** The task **
Look below for the line that contains "glbrntt: That's only", then copy it and each following line exactly, through and including the line that contains "stefanadranca: neededModules returns".

** The data **

PR #1804, opened 2024-02-12
Fixed .proto file imports handling in ProtobufCodeGenParser

stefanadranca:
Motivation:

The .proto file imports from a .proto file were added as file imports in the generated code. The correct behavior is to add dependencies on the modules containing generated code and types associated with the .proto files, if they are generated in a different module from the one of the .proto file we are parsing.

Modifications:

- Created a method that adds only the necessary imports associated with a .proto file into the CodeGenerationRequest object
- updated the test for the parser

Result:

Imports will be generated correctly for '.proto' files.


Tests/GRPCProtobufCodeGenTests/ProtobufCodeGenParserTests.swift
```diff
@@ -65,6 +80,11 @@ final class ProtobufCodeGenParserTests: XCTestCase {
       """
     )
 
+    XCTAssertEqual(parsedCodeGenRequest.dependencies.count, 3)
+    let expectedDependencyNames = ["DifferentModule", "ExtraModule", "GRPCProtobuf"]
+    let parsedDependencyNames = parsedCodeGenRequest.dependencies.map { $0.module }.sorted()
```
glbrntt, line 85: Is the ordering of dependencies stable? I.e. if we run the code generator multiple times will the order always be the same?

Tests/GRPCProtobufCodeGenTests/ProtobufCodeGenParserTests.swift
```diff
@@ -199,4 +216,15 @@ extension Google_Protobuf_FileDescriptorProto {
       $0.syntax = "proto3"
     }
   }
+
+  static func makeEmpty(_ name: String) -> Google_Protobuf_FileDescriptorProto {
```
glbrntt, line 220: It's not really empty, it has a name and package so this it's a bit misleading. An `init` with `name` and `package` as parameters would make this a bit clearer.

glbrntt (changes requested):

Tests/GRPCProtobufCodeGenTests/ProtobufCodeGenParserTests.swift
stefanadranca: That is a good point, I should order them alphabetically before generating. I will add this

glbrntt: That's only necessary if the order of `protoToModuleMappings.neededModules` is unstable.

stefanadranca: neededModules returns the modules imported based on the '.proto' files in alphabetical order, so the ordering is stable. My question is if we should order all of the dependencies (given that we also add "GRPCCore", "GRPCSwiftProtobuf" and the extra imports that are passed in as an option to protoc, besides the one we get from neededModules)

glbrntt: Well we insert the GRPC modules into known locations so their ordering is stable. The extra modules _could_ be passed in a different order on different invocations of `protoc-gen-grpc-swift` so we could sort those too. I don't mind whether we do that or just sort the whole lot, the result is the same.

Tests/GRPCProtobufCodeGenTests/ProtobufCodeGenParserTests.swift
```diff
@@ -23,17 +23,47 @@ import XCTest
...
     }
+    let moduleMappings = SwiftProtobuf_GenSwift_ModuleMappings.with {
+      $0.mapping = [
+        SwiftProtobuf_GenSwift_ModuleMappings.Entry.with {
+          $0.protoFilePath = ["different-module.proto"]
+          $0.moduleName = "DifferentModule"
+        },
+        SwiftProtobuf_GenSwift_ModuleMappings.Entry.with {
+          $0.protoFilePath = ["bifferent-module.proto"]
+          $0.moduleName = "BifferentModule"
```
glbrntt, line 55: Bifferent 😄

glbrntt (approved):

PR #1805, opened 2024-02-12
Update `swift-nio-http2` version

redryerye:
## Context

[A vulnerability has been found](https://github.com/advisories/GHSA-qppj-fm5r-hxr3) in `swift-nio-http2`.  
The affected versions were < 1.28.0, and the patched version is 1.28.0.

## Changes

Update the minimum version to `1.28.1`

### DIFF
--- a/Package.swift
+++ b/Package.swift
@@ -36,7 +36,7 @@ let packageDependencies: [Package.Dependency] = [
   ),
   .package(
     url: "https://github.com/apple/swift-nio-http2.git",
-    from: "1.24.1"
+    from: "1.28.1"
   ),
   .package(
     url: "https://github.com/apple/swift-nio-transport-services.git",


glbrntt:
Thanks for opening this PR, however this change isn't necessary due to the way the Swift Package Manager works. The version in `Package.swift` is the lowest viable version that is usable.

If no `Package.resolved` file exists then when building SwiftPM will resolve to the latest (possible) version of each dependency and transitive dependency.

If a `Package.resolved` file _does_ exist then you'd need to run `swift package update` to update the latest version of each package anyway. At the point it doesn't matter whether the version in gRPC Swift's `Package.swift` is from `1.24.1` or `1.28.1`. 

The dependabot alert for gRPC Swift was for a `Package.resolved` file in a client-only example which has now been dismissed.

** Solution to the exercise **
glbrntt: That's only necessary if the order of `protoToModuleMappings.neededModules` is unstable.

stefanadranca: neededModules returns the modules imported based on the '.proto' files in alphabetical order, so the ordering is stable. My question is if we should order all of the dependencies (given that we also add "GRPCCore", "GRPCSwiftProtobuf" and the extra imports that are passed in as an option to protoc, besides the one we get from neededModules)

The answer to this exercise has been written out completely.